Она отшвырнула босоножки и бросилась его разыскивать, приказав Дине:

– Сиди дома!

Ну да! Дина на ходу натянула на себя плащ, сунула ноги в калоши и бросилась следом за матерью.

После дождя на улице было сыро и грязно. Поток воды принес с Соколиной горы на тротуар и мостовую комья липкой, размокшей глины.

Первым, кто попался Дине на глаза, был Вовка Матвеев. Он шел по улице, прикрывая левый глаз и левую щеку ладонью. Мать на Вовку не обратила внимания, а если бы и обратила, то все равно не узнала бы его, потому что была видна только половина Вовкиной физиономии, да и эта половина была какая-то не Вовкина. Вроде даже зареванная.

– Что с тобой? – спросила его Дина.

В ответ он молча погрозил ей кулаком. Это с какой же стати?..

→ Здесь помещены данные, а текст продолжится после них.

PR #3535, opened 2024-04-24
Limiting KEYVAULT_PREFIX to 20 Chars

anshulvermapatel:
We have set the char limit to 20 in our deployment template. Hence this env's value should also be atmost 20 char. It exceeds with a region with big name is chosed like australiaeast.

### DIFF
--- a/env-int.example
+++ b/env-int.example
@@ -5,5 +5,6 @@ export RESOURCEGROUP=$USER-aro-$LOCATION
 export DATABASE_ACCOUNT_NAME=$USER-aro-$LOCATION
 export DATABASE_NAME=ARO
 export KEYVAULT_PREFIX=$USER-aro-$LOCATION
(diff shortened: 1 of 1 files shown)


mociarain:
Some questions:
- Out of curiosity why did we set the limit to 20 characters in the deployment template? I'm assuming we didn't have one before so why add it?
- Can you link the PR that changes the deployment template?

anshulvermapatel:
I don't know why it was the limit. I saw this last time also when I deploy full rp service. 
this is the PR which added the template - https://github.com/Azure/ARO-RP/pull/2128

Конечно, они с Вовкой не очень ладят – это все знают и в классе, и во дворе, но за последнюю неделю они, кажется, никаких пакостей друг другу не устраивали, В чем же дело? На всякий случай она тоже погрозила Вовке кулаком. Вовка в ответ, оторвав ладонь от щеки, показал ей оба кулака. Оказалось, что под глазом у него был огромный синяк.

– О-о-о! – удивилась Дина и посмотрела на синяк с уважением. Такие синяки из-за маленьких и пустяковых дел не получают…

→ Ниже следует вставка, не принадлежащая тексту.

PR #3536, opened 2024-04-24
extended maximum wait time before yum update

bizz001:

Fixes the issue of yum update conflicting with running AzSecPack VM extension. Increases the total wait time before running a yum update command to 30 minutes in order to allow the 20 minute timeout of the VM extension to end. More info here https://learn.microsoft.com/en-us/azure/virtual-machines/extensions/features-linux?tabs=azure-cli#common-reasons-for-extension-failures 

### Test plan for issue:

Run the deployment.

Deployment works.


UlrichSchlueter (approved):
LGTM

Андрея они с матерью увидели тут же. Он вывернулся из-за того же самого угла, из-за которого появился Вовка. Андрей тащил под мышкой зонтик и калоши и точно так же, как Вовка, ладонью прикрывал левый глаз и левую щеку.

Мать подбежала к нему и отодрала его ладонь от щеки. Под глазом у Андрея тоже был синяк ничуть не меньше Вовкиного.

– Сам полез, – хмуро успокоил он их.

Мать сейчас же повернулась и пошла назад, к дому, не оглядываясь. Она боялась рассмеяться.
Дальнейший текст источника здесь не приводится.